Try it: Extract all lines that hold "immediately" from the records below.

(Dataset content Opens)

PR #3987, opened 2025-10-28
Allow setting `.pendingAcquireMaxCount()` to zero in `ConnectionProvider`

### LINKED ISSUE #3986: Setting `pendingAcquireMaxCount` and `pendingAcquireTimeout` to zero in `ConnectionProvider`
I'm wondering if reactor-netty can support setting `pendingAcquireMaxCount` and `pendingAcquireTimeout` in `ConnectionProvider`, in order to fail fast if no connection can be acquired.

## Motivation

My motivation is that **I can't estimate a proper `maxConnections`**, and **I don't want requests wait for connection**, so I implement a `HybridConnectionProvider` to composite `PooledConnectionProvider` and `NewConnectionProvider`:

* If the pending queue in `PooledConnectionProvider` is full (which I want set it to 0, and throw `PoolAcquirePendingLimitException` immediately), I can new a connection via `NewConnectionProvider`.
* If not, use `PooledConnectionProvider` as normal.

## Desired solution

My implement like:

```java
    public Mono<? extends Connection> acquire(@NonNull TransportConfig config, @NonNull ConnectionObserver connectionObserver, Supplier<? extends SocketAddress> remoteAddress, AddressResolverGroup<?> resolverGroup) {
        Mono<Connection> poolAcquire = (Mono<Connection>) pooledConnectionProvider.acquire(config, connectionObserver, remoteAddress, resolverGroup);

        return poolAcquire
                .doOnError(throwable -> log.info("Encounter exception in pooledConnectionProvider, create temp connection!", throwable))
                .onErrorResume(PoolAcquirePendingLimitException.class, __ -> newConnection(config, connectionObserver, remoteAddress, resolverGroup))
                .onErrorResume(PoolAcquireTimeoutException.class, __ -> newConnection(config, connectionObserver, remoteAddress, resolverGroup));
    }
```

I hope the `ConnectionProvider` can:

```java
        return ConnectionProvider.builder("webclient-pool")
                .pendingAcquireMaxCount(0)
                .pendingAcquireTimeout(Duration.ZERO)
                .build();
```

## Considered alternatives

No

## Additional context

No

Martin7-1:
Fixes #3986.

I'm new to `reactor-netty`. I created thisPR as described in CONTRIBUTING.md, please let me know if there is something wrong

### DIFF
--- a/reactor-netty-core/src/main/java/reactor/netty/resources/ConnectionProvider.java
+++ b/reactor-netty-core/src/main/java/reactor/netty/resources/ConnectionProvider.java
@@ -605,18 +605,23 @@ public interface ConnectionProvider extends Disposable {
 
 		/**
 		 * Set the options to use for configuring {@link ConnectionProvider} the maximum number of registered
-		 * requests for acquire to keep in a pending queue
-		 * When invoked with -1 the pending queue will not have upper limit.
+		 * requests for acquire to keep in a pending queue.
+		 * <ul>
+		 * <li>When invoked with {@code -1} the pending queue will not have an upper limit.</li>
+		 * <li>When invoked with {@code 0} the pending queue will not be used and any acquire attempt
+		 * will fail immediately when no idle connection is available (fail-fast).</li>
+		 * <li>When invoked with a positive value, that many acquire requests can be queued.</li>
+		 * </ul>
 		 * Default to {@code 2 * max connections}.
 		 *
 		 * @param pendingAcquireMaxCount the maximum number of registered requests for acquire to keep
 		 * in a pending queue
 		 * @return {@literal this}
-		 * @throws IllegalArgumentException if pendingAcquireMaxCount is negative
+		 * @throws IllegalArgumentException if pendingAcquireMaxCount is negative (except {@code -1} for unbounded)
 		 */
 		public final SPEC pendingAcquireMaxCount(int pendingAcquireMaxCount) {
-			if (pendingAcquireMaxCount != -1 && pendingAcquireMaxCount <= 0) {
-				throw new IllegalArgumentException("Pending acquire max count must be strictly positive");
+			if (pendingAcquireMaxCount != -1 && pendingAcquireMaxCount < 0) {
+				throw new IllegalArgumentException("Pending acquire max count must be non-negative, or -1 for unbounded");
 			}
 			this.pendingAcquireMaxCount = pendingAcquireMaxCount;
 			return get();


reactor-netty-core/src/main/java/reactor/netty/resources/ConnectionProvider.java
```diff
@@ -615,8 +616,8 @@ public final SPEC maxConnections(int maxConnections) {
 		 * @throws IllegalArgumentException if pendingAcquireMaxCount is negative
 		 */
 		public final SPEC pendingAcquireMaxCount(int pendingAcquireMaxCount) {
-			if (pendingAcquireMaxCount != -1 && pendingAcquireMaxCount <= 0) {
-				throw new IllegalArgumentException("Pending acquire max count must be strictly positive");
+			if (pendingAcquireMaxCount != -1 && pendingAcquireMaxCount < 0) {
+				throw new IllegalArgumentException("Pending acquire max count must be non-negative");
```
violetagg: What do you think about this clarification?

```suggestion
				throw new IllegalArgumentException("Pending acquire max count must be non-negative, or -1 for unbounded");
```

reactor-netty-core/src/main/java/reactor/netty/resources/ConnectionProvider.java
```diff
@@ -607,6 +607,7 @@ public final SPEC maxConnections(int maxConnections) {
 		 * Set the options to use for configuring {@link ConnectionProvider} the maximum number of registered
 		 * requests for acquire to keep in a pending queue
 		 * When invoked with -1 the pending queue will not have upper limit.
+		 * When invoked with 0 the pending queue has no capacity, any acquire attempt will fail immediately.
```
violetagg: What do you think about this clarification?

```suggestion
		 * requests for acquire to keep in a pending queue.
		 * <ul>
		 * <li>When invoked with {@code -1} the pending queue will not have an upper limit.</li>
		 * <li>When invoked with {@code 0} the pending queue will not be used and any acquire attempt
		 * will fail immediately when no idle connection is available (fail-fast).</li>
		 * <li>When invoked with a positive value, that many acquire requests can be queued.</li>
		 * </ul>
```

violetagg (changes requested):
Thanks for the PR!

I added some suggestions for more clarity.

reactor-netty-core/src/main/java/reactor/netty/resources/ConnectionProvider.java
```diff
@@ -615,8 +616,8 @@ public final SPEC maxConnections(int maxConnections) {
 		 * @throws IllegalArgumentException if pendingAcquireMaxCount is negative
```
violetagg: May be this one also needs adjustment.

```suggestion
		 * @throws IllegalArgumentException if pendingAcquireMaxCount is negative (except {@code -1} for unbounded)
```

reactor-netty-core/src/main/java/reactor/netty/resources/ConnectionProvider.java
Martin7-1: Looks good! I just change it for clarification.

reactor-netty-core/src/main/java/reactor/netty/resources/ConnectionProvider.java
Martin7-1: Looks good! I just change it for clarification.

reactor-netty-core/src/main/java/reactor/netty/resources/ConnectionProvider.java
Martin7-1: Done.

(Dataset content Closes)
(Dataset content Opens)

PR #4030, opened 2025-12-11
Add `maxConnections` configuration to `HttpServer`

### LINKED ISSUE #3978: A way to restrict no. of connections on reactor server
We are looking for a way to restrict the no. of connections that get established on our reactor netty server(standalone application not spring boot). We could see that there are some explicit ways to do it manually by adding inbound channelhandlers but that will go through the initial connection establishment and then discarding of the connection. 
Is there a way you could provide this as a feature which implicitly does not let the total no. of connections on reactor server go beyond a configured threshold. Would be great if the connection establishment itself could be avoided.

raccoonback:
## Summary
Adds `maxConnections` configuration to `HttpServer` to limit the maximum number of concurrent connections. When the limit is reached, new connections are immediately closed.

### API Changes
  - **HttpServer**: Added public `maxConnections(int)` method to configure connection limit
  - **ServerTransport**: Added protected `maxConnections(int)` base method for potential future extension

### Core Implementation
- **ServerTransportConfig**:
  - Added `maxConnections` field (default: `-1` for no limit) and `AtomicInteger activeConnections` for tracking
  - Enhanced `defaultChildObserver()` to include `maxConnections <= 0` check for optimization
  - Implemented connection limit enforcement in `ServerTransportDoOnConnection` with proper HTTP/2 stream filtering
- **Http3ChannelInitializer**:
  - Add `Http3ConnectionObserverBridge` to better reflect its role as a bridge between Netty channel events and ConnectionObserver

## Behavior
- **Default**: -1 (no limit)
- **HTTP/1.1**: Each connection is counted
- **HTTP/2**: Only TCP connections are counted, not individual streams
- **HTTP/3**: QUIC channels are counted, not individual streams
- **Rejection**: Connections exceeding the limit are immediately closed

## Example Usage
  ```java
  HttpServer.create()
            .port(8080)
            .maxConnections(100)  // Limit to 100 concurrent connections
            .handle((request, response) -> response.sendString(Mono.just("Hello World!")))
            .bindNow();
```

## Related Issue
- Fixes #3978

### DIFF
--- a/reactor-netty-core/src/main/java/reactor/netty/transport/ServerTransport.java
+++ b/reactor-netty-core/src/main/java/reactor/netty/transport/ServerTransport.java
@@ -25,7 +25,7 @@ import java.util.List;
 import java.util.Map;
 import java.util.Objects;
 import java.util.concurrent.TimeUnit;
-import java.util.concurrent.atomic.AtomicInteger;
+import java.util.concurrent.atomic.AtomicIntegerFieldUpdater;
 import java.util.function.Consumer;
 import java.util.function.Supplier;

(Dataset content Closes)

Reply:
* If the pending queue in `PooledConnectionProvider` is full (which I want set it to 0, and throw `PoolAcquirePendingLimitException` immediately), I can new a connection via `NewConnectionProvider`.
+		 * will fail immediately when no idle connection is available (fail-fast).</li>
+		 * When invoked with 0 the pending queue has no capacity, any acquire attempt will fail immediately.
		 * will fail immediately when no idle connection is available (fail-fast).</li>
Adds `maxConnections` configuration to `HttpServer` to limit the maximum number of concurrent connections. When the limit is reached, new connections are immediately closed.
- **Rejection**: Connections exceeding the limit are immediately closed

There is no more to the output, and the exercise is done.